Kolejne operacje militarne w Iraku i Syrii przeciwko tzw. Państwu Islamskiemu sprawiły, że przestało się już mówić o wojnie w Afganistanie. Problem w tym, że jeden z „cichych” frontów wojny z ISIS znajduje się właśnie pod Hindukuszem. Afganistan to także kraj sklasyfikowany bardzo wysoko w rankingu państw wrogich chrześcijaństwu.
 [Chrześcijanie na Bliskim Wschodzie] "Konspiracyjne" chrześcijaństwo w Afganistanie. Podziemne kościoły
/ screen YouTube
Chrześcijanie w Afganistanie
 W rankingu organizacji Open Doors, która prowadzi coroczne zestawienie państw na świecie, gdzie prawa chrześcijan są łamane i wyznawcy Chrystusa doznają prześladowań Afganistan zajmuje drugie miejsce. Zdaniem ekspertów tej organizacji - po Korei Północnej to właśnie najbardziej nieprzyjazny chrześcijaństwu kraj. Na taki obraz składa się wiele elementów – Afganistan nie jest tak jak Irak czy Syria historycznie związany z chrześcijaństwem, nie ma więc tradycji doświadczeń życia obok siebie różnych grup religijnych.

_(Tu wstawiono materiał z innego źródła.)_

PR #1360, opened 2026-06-26
refactor: autovalidate traceability and test coverage fixes (good for CRAN)

### LINKED ISSUE #1359: Validation report follow-up: traceability, R CMD check, and test coverage fixes
## Background

A late validation report identified several items that need to be addressed for autovalidation traceability, `R CMD check` cleanliness, and test coverage. This issue tracks the required changes.

> **Verification note:** Each task below was checked against `origin/main` before filing. Discrepancies found during verification are flagged inline (see Task 2 in particular).

### 1. `R/conversions.R` — Replace `Vectorize` with `vapply` in `get_conversion_factor`

- [ ] Rewrite `get_conversion_factor()` to use `vapply` instead of `Vectorize()`, with explicit argument recycling via `rep_len`.

**Why:** `Vectorize()` wraps the function in a way that breaks covtracer traceability — autovalidate can't map tests to the requirement. The `vapply` approach is also a cleaner implementation with explicit recycling.

**Impact:** Behavioral equivalent — same inputs produce same outputs.

**File:** `R/conversions.R`

**Verified:** `get_conversion_factor` currently uses `Vectorize(...)` on `origin/main`.

---

### 2. `.Rbuildignore` — Exclude CI and Docker files

- [ ] Add `.Rbuildignore` patterns for CI/Docker files flagged by `R CMD check` as hidden files included in error.

**Why:** `R CMD check` flags hidden files (e.g. `.dockerignore`, `.gitlab-ci.yml`, `.gitlab/`) as included in error.

> ⚠️ **Verification discrepancy — please confirm before acting:**
> None of the referenced files currently exist on `origin/main` or in the working tree:
> - `.dockerignore` — **not present**
> - `.gitlab-ci.yml` — **not present**
> - `.gitlab-ci_improve_image_build.yml` — **not present**
> - `.gitlab/` — **not present**
>
> This may indicate the `R CMD check` warning originated from a GitLab mirror with different files. Only add `.Rbuildignore` patterns for files that actually exist on the target branch — otherwise this task may be a no-op for GitHub.

---

### 3. `tests/testthat/test-ratio_calculations.R` — Add `calculate_table_ratios` tests

- [ ] Add test coverage for `calculate_table_ratios()`.

**Why:** `calculate_table_ratios()` exists on `main` but has zero test coverage.

**File:** Function defined in `R/ratio_calculations.R` (line 283).

**What the function does:** Takes a `PKNCAresults` object and a `ratio_table` data frame (rows define test/ref parameter pairs, groups, and adjusting factors). It calls `calculate_ratio_app()` for each row and appends the ratio results to `res$result`. Returns the modified `PKNCAresults` object.

**Test file:** `tests/testthat/test-ratio_calculations.R` — add a new `describe("calculate_table_ratios", { ... })` block.

**Suggested test cases:**
- Empty `ratio_table` (0 rows) → returns `res` unchanged
- Single ratio row → result has additional rows with the ratio PPTESTCD
- Warning when no comparable groups are found
- `PPANMETH` column is added if not already present

**Test data:** Use the `setup.R` fixtures or create a minimal `PKNCAresults`-like object. See existing tests in the same file for patterns.

---

### 4. `tests/testthat/test-run_app.R` — Add `run_app` input validation tests

- [ ] Add tests covering the `stopifnot` input validation in `run_app()`.

**Why:** The test file is empty on `main`.

**File:** `R/run_app.R` — `stopifnot` guards at lines 58, 66, 72.

**Test file:** `tests/testthat/test-run_app.R`

**Suggested test cases:**
- Invalid `max_upload_size` (non-numeric, negative) → error
- Invalid `host` (non-character) → error
- Invalid `port` (non-numeric) → error
- Valid inputs → no error (use `expect_no_error` with a mock or just test the validation logic)

---

### 5. `tests/testthat/test-conversions.R` — Reverted `describe` name (no net change vs main)

- [x] No action needed — the `describe` block name is `"get_conversion_factor"` on both `main` and the working branch.

## Acceptance criteria

- [ ] `R CMD check` passes without hidden-file warnings (where applicable on the target branch)
- [ ] covtracer / autovalidate can map tests to `get_conversion_factor`
- [ ] `calculate_table_ratios()` and `run_app()` validation are covered by tests
- [ ] Behavioral equivalence verified for `get_conversion_factor`
- [ ] NEWS updated and package version incremented per contributing guidelines

Gero1999:
## Issue

Closes #1359

## Description

Addresses validation report findings for autovalidate traceability and test coverage gaps.

### 1. `get_conversion_factor`: `Vectorize` → `vapply`

Rewrites `get_conversion_factor()` to use `vapply` with explicit `rep_len` argument recycling instead of `Vectorize()`. This makes the function traceable by covtracer/autovalidate — `Vectorize()` wraps the function in a way that breaks the test-to-requirement mapping.

Behaviorally equivalent: same inputs produce same outputs. Existing tests pass unchanged.

### 2. `calculate_table_ratios()` test coverage

Adds 5 tests covering:
- Single-row ratio table processing
- Multi-row ratio table with different aggregation/adjusting factors
- Auto-generated PPTESTCD when column is empty string
- Warning when no comparable groups are found
- PPANMETH column creation when not already present

### 3. `run_app()` input validation test coverage

Adds 6 tests covering all `stopifnot` branches:
- Non-existent datapath
- Wrong datapath extension (.txt instead of .csv/.rds)
- Non-existent settings file
- Wrong settings extension (.json instead of .yaml/.yml)
- Multi-value `settings_version`
- Non-numeric/non-character `settings_version` (logical)

### 4. `.Rbuildignore` — skipped

The issue flagged `.dockerignore`, `.gitlab-ci.yml`, and `.gitlab/` but none of these files exist on `origin/main`. This is likely a GitLab-mirror-only concern. No changes needed for the GitHub repo.

## Definition of Done

- [x] covtracer can map tests to `get_conversion_factor`
- [x] `calculate_table_ratios()` and `run_app()` validation are covered by tests
- [x] Behavioral equivalence verified for `get_conversion_factor` (existing tests pass)
- [x] NEWS updated and package version incremented

## How to test

All changes are covered by unit tests. Run:

```r
devtools::test(filter = "conversions|ratio_calculations|run_app")
```

To verify covtracer traceability for `get_conversion_factor`, confirm the function is no longer wrapped by `Vectorize` — it should be a plain function visible to `covr::package_coverage()`.

## Contributor checklist
- [x] New logic is documented

## Notes to reviewer

- The `vapply` rewrite uses `rep_len` for argument recycling, matching `Vectorize`'s implicit recycling behavior. The `FUN.VALUE = numeric(1)` ensures type safety.
- Task 5 from the issue (reverted `describe` name in test-conversions.R) required no action — the name is already correct on main.
- The `.Rbuildignore` task (Task 2) is a no-op for GitHub since the flagged files don't exist. If this repo has a GitLab mirror with those files, the patterns should be added there."


h5hoang:
awesome @Gero1999! I tested locally and ran `devtools::test(filter = "conversions|ratio_calculations|run_app")` and all three files pass. 

I also diffed the old `Vectorize` version against the new `vapply` one across scalars, vectors, error cases, and recycling and the outputs match, so the refactor is behaviorally equivalent. I also checked all 7 callers too and they all use it inside `mutate()` over columns.

Just two things before merge (CI stuff) and a nitpick:

1. `tests/testthat/test-run_app.R` is missing a terminal newline so it fails lintr:

```
hoangh2@hoangh2-QW63QR aNCA % Rscript -e 'lintr::lint("tests/testthat/test-run_app.R")'

/Users/hoangh2/Documents/aNCA/tests/testthat/test-run_app.R:51:3: style: [trailing_blank_lines_linter] Add a terminal newline.
})
^
```

2. spellcheck is also failing on `autovalidate` in `NEWS.md:5` since it's not in the wordlist:
```
WORD           FOUND IN
autovalidate   NEWS.md:5
Number of misspelled words: 1
```

3. the `calculate_table_ratios` tests are mostly `nrow(...) > 0` assertions, so they cover the branches but don't really check the computed ratio values are correct. fine for the coverage goal but they wouldn't catch a numeric regression so your call if you want to tighten any of them or we can make this a separate issue

but overall looks great!!

tests/testthat/test-ratio_calculations.R
```diff
@@ -573,4 +697,51 @@ describe("calculate_ratio_app with interval parameters", {
 
     expect_true(nrow(ratios) > 0)
   })
+
+  it("processes a single-row ratio table and appends results", {
```
Shaakon35, line 701: **[Warning] Duplicate tests — no added coverage in this describe block.**

These two `it()` blocks ("processes a single-row ratio table and appends results", "applies adjusting factor correctly across rows") are near-identical to the ones added in the new `describe("calculate_table_ratios")` block above (L499 & L527): same `res_simple`, same ratio tables, same assertions. They live under `describe("calculate_ratio_app with interval parameters")` but don't exercise any interval parameters, so they add no coverage here — just duplication (against the reuse principle in `AGENTS.md`).

**Proposed resolution** — either delete both blocks (L701–751), or make them actually test interval parameters so they earn their place in this describe block, e.g.:

```r
it("computes table ratios using an interval parameter as the test", {
  ratio_table <- data.frame(
    TestParameter = "AUCINT_0-2",   # interval param, unlike the non-interval dup
    RefParameter  = "AUCINT_0-2",
    TestGroups    = "(all other levels)",
    RefGroups     = "PARAM: A",
    AggregateSubject = "no",
    AdjustingFactor  = "1",
    PPTESTCD = "INTRATIO",
    stringsAsFactors = FALSE
  )
  result <- calculate_table_ratios(res_simple, ratio_table)
  expect_true(nrow(filter(result$result, PPTESTCD == "INTRATIO")) > 0)
})
```

If interval coverage isn't the intent, just remove L701–751.

R/conversions.R
```diff
@@ -11,21 +11,26 @@
...
-  }, error = function(e) {
-    if (isTRUE(paste0(initial_unit) == paste0(target_unit))) {
-      1
-    } else {
-      NA
-    }
-  })
-}, USE.NAMES = FALSE)
+get_conversion_factor <- function(initial_unit, target_unit) {
+  initial_unit <- rep_len(initial_unit, max(length(initial_unit), length(target_unit)))
```
Shaakon35, line 15: **[Warning] Recycling / zero-length behavior changed and is untested.**

The rewrite claims behavioral equivalence with the old `Vectorize()`, but two edge cases differ and aren't covered:

1. **Zero-length input**: `Vectorize()` returned `list()`/`logical(0)`; the new `vapply(seq_along(...), ..., numeric(1))` returns `numeric(0)`. Also `rep_len(initial_unit, max(0, n))` with one empty and one non-empty arg produces surprising lengths.
2. **Unequal lengths**: the `rep_len` recycling contract (recycle to the longer arg) is the crux of the change but has no test locking it in.

**Proposed resolution** — add tests to `tests/testthat/test-conversions.R`:

```r
it("returns numeric(0) for zero-length input", {
  expect_identical(get_conversion_factor(character(0), character(0)), numeric(0))
})

it("recycles the shorter argument to the longer one", {
  # 1 initial unit, 2 target units -> length-2 result
  res <- get_conversion_factor("m", c("m", "km"))
  expect_equal(res, c(1, 0.001), tolerance = 1e-9)
})

it("returns NA_real_ for non-convertible units, 1 for identical", {
  expect_true(is.na(get_conversion_factor("m", "s")))
  expect_equal(get_conversion_factor("foo", "foo"), 1)
})
```

Guarding the recycling explicitly (e.g. an early `if (length(initial_unit) == 0 || length(target_unit) == 0) return(numeric(0))`) would also make the zero-length contract intentional rather than incidental.

tests/testthat/test-run_app.R
```diff
@@ -0,0 +1,51 @@
+describe("run_app input validation", {
```
Shaakon35, line 1: **[Warning] Tests rely on validation running before `runApp()` — fragile.**

These tests call `run_app(...)` directly to trigger the `stopifnot` branches. That works today only because all validation happens before `shiny::runApp()`. If a `stopifnot` is ever reordered after the launch call, a test would actually start the Shiny app in CI and hang.

**Proposed resolution** — stub `shiny::runApp` so no reordering can launch the app, making the tests robust and self-documenting:

```r
describe("run_app input validation", {
  # Guard: never launch the real app if validation order regresses.
  local_mocked_bindings(runApp = function(...) invisible(NULL), .package = "shiny")

  it("errors when datapath does not exist", {
    expect_error(run_app(datapath = "/nonexistent/file.csv"), "Data file does not exist")
  })
  # …remaining branches unchanged…
})
```

(If `mockery` is preferred over `testthat::local_mocked_bindings`, use `mockery::stub(run_app, "shiny::runApp", NULL)` inside each `it()`.) At minimum, add a comment noting the tests depend on validation preceding `runApp()`.

Shaakon35 (approved):
[ FAIL 0 | WARN 0 | SKIP 0 | PASS 193 ]
All good, just some warnings to take in account please

Gero1999:
Thanks for the thorough review @Shaakon35 🙏

Nothing here is a behavioral concern — they're all test-quality improvements. To avoid holding up this PR, I've captured your three points (duplicate ratio tests, `get_conversion_factor` recycling/zero-length coverage, and hardening the `run_app()` validation tests against reordering) in a separate WISH issue: #1399.

They'll be addressed there rather than in this PR.

h5hoang (approved):
i re-tested locally and also got `FAIL 0 | WARN 0 | PASS 193`, lintr + spellcheck cleann and everything passes

only thing is updating the branch with main and rebumping it as the ver and commits are behind main

looks great2me!!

Pomijając zamierzchłe wpływy chrześcijańskie w Persji (Partii i Baktrii) czy biskupstwa Heratu Afganistan nie jest krajem „historycznych Kościołów” a żyjący na jego terenach chrześcijanie – poza korpusem zagranicznym żołnierzy i pracownikami-ekspatami to konwertyci, którzy muszą ukrywać swoją wiarę. „Konspiracyjne” chrześcijaństwo jest jedynym rozwiązaniem dla ich bezpieczeństwa z uwagi na to, że to kraj islamu tak konstytucyjnie jak i plemiennie. Oznacza to, że  bardzo często i oficjalna władza urzędnicza i lokalne plemiona, które de facto mają najwięcej do powiedzenia, nie tolerują „porzucenia” islamu a chrześcijaństwo jest postrzegane z zasady jako „obce”. O ile żołnierze zagranicznych kontyngentów czy pracownicy ambasad mają swoje kapliczki w których mogą praktykować wiarę o tyle afgańscy konwertyci spotykają się w nielicznych podziemnych kościołach. Afganistan stał się także poligonem wojennym dla islamistów. Coraz częściej to właśnie Afganistan jest przedstawiany jako nowy przyczółek tzw. Państwa Islamskiego i miejsce, gdzie dżihadyści ISIS starają się odbudować swoją siłę. 

Afganistan jak Syria
Pojawiają się różne badania ale z każdego wyłaniają się alarmujące dane – legalny rząd w Kabulu kontroluje tylko ok. 57% terytorium Afganistanu. Reszta terenów trafiła w łapy talibów, którzy odbudowują swoje wpływy w tym kraju oraz część dystryktów przejęli dżihadyści tzw. Państwa Islamskiego. Pod Hindukuszem funkcjonują jako ISIS-K (Państwo Islamskie prowincji Khorosan). Od 2015 roku dokonują zamachów terrorystycznych w tym kraju ale obecnie dysponują już „własnymi terenami”. Dżihadyści kontrolują kilka enklaw terytorialnych– główna w Nangarhar (przy granicy z Pakistanem) oraz Kunar a także kilka mniejszych terytoriów. Uznaje się, iż ISIS-K ma swoich ludzi w 30 afgańskich dystryktach. W przypadku kontroli terenów powtarza się także casus Syrii czyli wojny ISIS-K nie tylko z Afgańską Narodową Armią (ANA) czy lokalną policją ale także walką o wpływy i starciach z talibami (strategia rodem z Syrii).Afganistan to już tak naprawdę „kilka frontów” tej samej toczonej od lat wojny. Ciężko o dokładne szacunki ilu dżihadystów ma ISIS-K ale mówi się o ok. 3 000. ISIS-K działa według tego samego schematu co „macierz” w Syrii i Iraku czyli sięga po najbrutalniejsze metody. Do egzekucji więźniów i wykonywania wyroków zaangażowali dzieci a na porządku dziennym są zamachy terrorystyczne na ludność cywilną. Praktycznie nie ma miesiąca w Afganistanie by ISIS-K nie dokonała ataku. Na początku roku ISIS-K zaatakowało punkt organizacji charytatywnej „Chrońmy dzieci” w Dżalalabadzie a w zeszłym roku dokonali zamachu w szpitalu – to dobitne przykłady, że powtarza się zbrodnia eksterminacji cywilów, którą poznali Irakijczycy i Syryjczycy. Łącznie w zamachach ISIS-K zginęło już kilkaset osób – miażdżąca większość to byli cywile. Już w zeszłym roku szef Pentagonu James Mattis potwierdził, że do Afganistanu zostaną wysłani kolejni żołnierze U.S Army a nową strategię wobec Afganistanu ocenia się jako bardziej ofensywną.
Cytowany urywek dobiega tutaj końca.